PR #634, opened 2019-06-13
Add config advertise-addr for drainer

### LINKED ISSUE #265: drainer should add advertise-address config
Like pump, drainer should have advertise-addr as well

suzaku:

Fix #265

Add advertise-addr config for drainer, the default value is compatible
with older version, which is the same as listen-addr.

### Check List 

Tests 

 - Unit test
 - Integration test

Code changes

Side effects

Related changes


drainer/config.go
```diff
@@ -349,3 +347,22 @@ func (cfg *Config) adjustConfig() error {
 
 	return nil
 }
+
+func validateAddr(addr string, strict bool) error {
+	urllis, err := url.Parse(addr)
+	if err != nil {
+		return errors.Errorf("failed to parse addr %v: %v", addr, err)
```
kennytm: Use `errors.Annotatef` here?

drainer/config.go
```diff
@@ -349,3 +347,22 @@ func (cfg *Config) adjustConfig() error {
...
+	}
+
+	var host string
+	if host, _, err = net.SplitHostPort(urllis.Host); err != nil {
+		return errors.Errorf("invalid host %v: %v", urllis.Host, err)
```
kennytm: ditto

drainer/config.go
suzaku: updated

drainer/config.go
```diff
@@ -349,3 +347,22 @@ func (cfg *Config) adjustConfig() error {
 
 	return nil
 }
+
+func validateAddr(addr string, strict bool) error {
+	urllis, err := url.Parse(addr)
+	if err != nil {
+		return errors.Annotate(err, fmt.Sprintf("failed to parse addr %v", addr))
```
kennytm: `Annotatef`, not `Annotate` with `Sprintf`...

suzaku: Fixed.

suzaku:
> Please add a test showing that, after calling `.adjustConfig()`, an empty `AdvertiseAddr` will be filled in with `Addr`, and an existing AdvertiseAddr will not get overridden.
> 
> Rest LGTM.

It seems like there's already one such test for `util.AdjustString` here: https://github.com/pingcap/tidb-binlog/blob/master/pkg/util/util_test.go#L207

drainer/config.go
```diff
@@ -349,3 +347,22 @@ func (cfg *Config) adjustConfig() error {
...
+		return errors.Annotatef(err, "failed to parse addr %v", addr)
+	}
+
+	var host string
+	if host, _, err = net.SplitHostPort(urllis.Host); err != nil {
+		return errors.Annotatef(err, "invalid host %v", urllis.Host)
+	}
+
+	if !util.IsValidateListenHost(host) {
+		if !(strict && host == "127.0.0.1") {
```
GregoryIan: if not strict mode , it would return error

if strict mode and host is `localhost` or `127.xx.xx.xx(not 127.0.0.1)`, it would return error

is this what your want? @suzaku

drainer/config.go
```diff
@@ -225,18 +227,12 @@ func (cfg *Config) configFromFile(path string) error {
...
 	// check ListenAddr
-	urllis, err := url.Parse(cfg.ListenAddr)
-	if err != nil {
-		return errors.Errorf("parse ListenAddr error: %s, %v", cfg.ListenAddr, err)
-	}
-
-	var host string
-	if host, _, err = net.SplitHostPort(urllis.Host); err != nil {
-		return errors.Errorf("bad ListenAddr host format: %s, %v", urllis.Host, err)
+	strictCheck := os.Getenv("BINLOG_TEST") != "1"
```
GregoryIan: put it into util pkg

drainer/config.go
suzaku:
```suggestion
		if !(strict || host == "127.0.0.1") {
```

GregoryIan:
LGTM

kennytm:
> It seems like there's already one such test for util.AdjustString here: https://github.com/pingcap/tidb-binlog/blob/master/pkg/util/util_test.go#L207

I mean specifically a test for AdvertiseAddr and Addr, as AdjustString working correctly isn't a proof that it's used correctly.

suzaku:
> > It seems like there's already one such test for util.AdjustString here: https://github.com/pingcap/tidb-binlog/blob/master/pkg/util/util_test.go#L207
> 
> I mean specifically a test for AdvertiseAddr and Addr, as AdjustString working correctly isn't a proof that it's used correctly.

OK, new cases added in `TestAdjustConfig`.

PR #635, opened 2019-06-13
tests: Reduce binlog_big test txn data

july2993:
easy to meet "TiKV Server timeout" at CI while commit this txn

easy to meet "TiKV Server timeout" at CI while commit this txn

reduce txn size of test case binlog_big

### Check List 

Tests 

 - Integration test

Code changes

Side effects

Related changes


july2993:
> LGTM, but not _big_ anymore?

not so big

Your assignment: Your task is to copy every line in the entries that holds the string "would".

Response for this exercise:
GregoryIan: if not strict mode , it would return error
if strict mode and host is `localhost` or `127.xx.xx.xx(not 127.0.0.1)`, it would return error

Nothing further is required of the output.